If you have never used a video model before, there is almost always a hidden language model as the middle link of the chain passing along your prompt. This is done for many reasons. This is also the first checkpoint where you will get a content refusal.
This third model will also change your prompts sometimes, usually without telling you. Again, many reasons. Sometimes this is done to remove names of public or political figures, copyright violations, things like that. As they are usually instructed to do this covertly, this is teaching the model to deceive the user. Recent experiments have indicated this is not a good idea. They become the masks they wear.
Sometimes though, depending on who is writing the system prompt, this model will also add to your prompt. If the model recognizes your intent it may add details that align with that intent, this is what Sora seems to be doing at a high level. Usually though, if a prompt is deemed to be too short, this is where the model may add descriptive language or setting details before sending it along. Sometimes companies will have a toggle or a checkbox for this, sometimes they don't mention it at all.

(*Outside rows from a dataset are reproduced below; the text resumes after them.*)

Issue #110, opened 2019-10-23
Add Support For k8s Events


seanmalloy:
## What happens?

Resources are applied to my k8s cluster from GitHub, but there are no k8s events created to help track when this happens.

## What were you expecting to happen?

I am expecting k8s events to be created when eunmomia applies k8s resources to a cluster, so that I can easily track when these events occur.

* a k8s event is created when a k8s job fails
* a k8s event is created when a k8s job is successful

The k8s events should contain the k8s job and GitOpsConfig as `InvolvedObjects`. The git SHA1 should be in the `Message`. The `v1.Event` k8s API should be used for creating events.

## Steps to reproduce: 

N/A

## Any errors, stacktrace, logs? 

N/A

## Environment:

* Runtime version(Java, Go, Python, etc):
* Desktop OS/version:

## Additional comments:

...

PR #212, opened 2019-12-17
Emit Kubernetes events when Job completes

akavel:
**Description**

This PR makes eunomia emit Kubernetes events when Jobs it controls
end. This is expected to be useful for tracking when a particular GitOps
change got applied, and whether it applied successfully.

The implementation is based on watching Job resource change events
reported by the Kubernetes client-go API. This PR does not reuse the
mechanisms established in jobmonitor.go. The reasons for this are
multi-fold:
  - This PR is an exploration of the possibility of using Kubernetes
    watching mechanisms (Informers), as a next step after the
    jobmonitor.go code. I believe this approach has a chance to be more
    robust and in-line with the features exposed by the client-go API. I
    hope jobmonitor could be refactored to this same mechanism in future
    as well.
  - Comparing the two approaches, it seems that the one used in this
    PR detects more job completion events than the one used in
    jobmonitor.go.

This PR is a partial fix to #110. However, it does not yet implement
all its requested features:
  - no Git SHA1 in the Message - this was postponed for the time being,
    to reduce the scope of the current task
  - InvolvedObjects field is not used - the Events API as exposed in
    client-go doesn't seem to provide means of setting this field;
    instead, this PR places extra data (Job name) in the Annotations
    field.

Partial fix to #110 

**Type of change**

**Checklist**

- [x] Documentation updated


test/e2e/events_test.go
```diff
@@ -0,0 +1,337 @@
...
+	case event := <-events:
+		if event.Reason != "JobFailed" {
+			t.Errorf("got bad event: %v", event)
+		}
+	case <-time.After(3 * time.Minute):
+		t.Errorf("timeout waiting for JobFailed event")
+	}
+}
+
+func watchEvents(events chan<- *eventv1beta1.Event, timeout time.Duration, namespace, gitops string) (closer func(), err error) {
```
vinny-sabatini: I think this could be moved into `util.go` in case others want to watch for events in their tests

test/e2e/events_test.go
```diff
@@ -0,0 +1,337 @@
...
+	}
+
+	eunomiaURI, found := os.LookupEnv("EUNOMIA_URI")
+	if !found {
+		eunomiaURI = "https://github.com/kohlstechnology/eunomia"
+	}
+	eunomiaRef, found := os.LookupEnv("EUNOMIA_REF")
+	if !found {
+		eunomiaRef = "master"
+	}
```
vinny-sabatini: Probably not a task for this PR, but I think this block could be moved into an "initialize test" function because it seems to be common for every test. @seanmalloy / @akavel if you think this is a good idea I could create the issue for it.

test/e2e/events_test.go
akavel: Done, thanks for the idea!

test/e2e/events_test.go
akavel: I'm totally for it, was thinking about it too, unfortunately just didn't have enough time to fit it in yet. If you could create an issue, that would be awesome; I have some particular ideas how to try and approach this for some extra Go street cred, I'll try to list them as a comment then. Unless I'll find time to do it myself anyway before you open the issue ;P hm, actually, I think I'll try to resist, and leave it as a cookie for grabs for someone else, for bonus Go tutoring value :) unless everybody gets too scared to touch it for fear of an annoying review ;P

test/e2e/events_test.go
akavel: Done, thanks for the idea!

test/e2e/events_test.go
akavel: I'm totally for it, was thinking about it too, unfortunately just didn't have enough time to fit it in yet. If you could create an issue, that would be awesome; I have some particular ideas how to try and approach this for some extra Go street cred, I'll try to list them as a comment then. Unless I'll find time to do it myself anyway before you open the issue ;P hm, actually, I think I'll try to resist, and leave it as a cookie for grabs for someone else, for bonus Go tutoring value :) unless everybody gets too scared to touch it for fear of an annoying review ;P

vinny-sabatini: Well done, it looks like you managed to contain your excitement long enough for me to create #214 😄 Any feedback/suggestions on it are greatly appreciated as always!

The reason I'm bringing this up is it makes it difficult for anyone testing Sora right now to know how much of what we write is reaching the model verbatim, and how much of the generation is the result of GPT-5 adding context details, or writing dialog, lyrics, adding expressiveness, lore, character details, style, etc, to the prompt. Because Sora is too good at this. It is not normal. It is above the line.
If this is GPT-5 doing man-in-the-middle, or this new Sora is somehow permanently integrated with a fine-tuned version of GPT-5, then sure. Normal progression. Everything Sora is doing could be replicated by writing a detailed prompt. But if Sora is doing what it seems to be doing from a one or two sentence prompt, then they made some kind of breakthrough. It knows too much. It's too good at song lyrics. It's too good at context. Too good at lore, tone, style. Characterization. It knows too much fine detail.
If you want to see what I mean, make up any kind of show or topic and ask Sora to generate a splash intro and a theme song for you. The quality of song lyrics Sora will one-shot gen is too high. GPT-5, sure, no problem. Otherwise, this is something new.
I mean, all of this could be explained by a multimodal model that has GPT-5 level intelligence and grasp of context, but outputs in multimodal tokens. This was actually how the original voice mode worked, the one we never got. It could sing, it could generate sound effects simultaneously with voice. It could tell stories while adding sound effects like the old radio shows. So, they have been working in this direction for some time. Maybe it just paid off.